Problem details :: Report each line of the data that includes the word "return".

[Stored items]
PR #673, opened 2023-03-03
Add timeout to CRI endpoint connection

jtumber-ibm:


stevenhorsman (approved):
This looks reasonable to me and hopefully fixes the issues we've see with hanging on ibm cloud. Thanks @jtumber-ibm!

pkg/adaptor/proxy/proxy.go
```diff
@@ -105,26 +105,27 @@ func (p *agentProxy) dial(ctx context.Context, address string) (net.Conn, error)
...
+		timeout, cancel := context.WithTimeout(ctx, p.retryInterval)
+		defer cancel()
+		conn, err := grpc.DialContext(timeout, p.criSocketPath, grpc.WithTransportCredentials(insecure.NewCredentials()), grpc.WithBlock(),
 			grpc.WithContextDialer(func(ctx context.Context, target string) (net.Conn, error) {
 				return (&net.Dialer{}).DialContext(ctx, "unix", target)
 			}),
 		)
 		if err != nil {
-			return nil, err
+			return nil, fmt.Errorf("failed to established cri uds connection to %s", p.criSocketPath)
```
wainersm, line 118: Could you also print `retryInterval`?

wainersm: hmm... ok, it depends on the error type, it might not fail due to the timeout.

wainersm:
@jtumber-ibm `retryInterval` has been used in `AgentProxy.dial()` and now `initCriClient()`. Wouldn't have sense to have a timeout specific to cri client connection? I suppose it would be a smaller timeout because the connection is local, or I got it wrong?

pkg/adaptor/proxy/proxy.go
jtumber-ibm: This doesn't have any retry logic, as the socket should either be there or not at this point. Unlike the agent-protocol-forwarder connection.

jtumber-ibm:
> @jtumber-ibm `retryInterval` has been used in `AgentProxy.dial()` and now `initCriClient()`. Wouldn't have sense to have a timeout specific to cri client connection? I suppose it would be a smaller timeout because the connection is local, or I got it wrong?

We could reduce the timeout for the cri cilent connection, but I don't see the benefits to be honest. The next step after here is the agent-protocol-forwarder connection which normally takes 20+ seconds for the podvm to come online so the overall performance doesn't get degraded. But I'm not opposed to adding in a different timeout just for cri client.

wainersm (approved):
LGTM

Result ::
 				return (&net.Dialer{}).DialContext(ctx, "unix", target)
-			return nil, err
+			return nil, fmt.Errorf("failed to established cri uds connection to %s", p.criSocketPath)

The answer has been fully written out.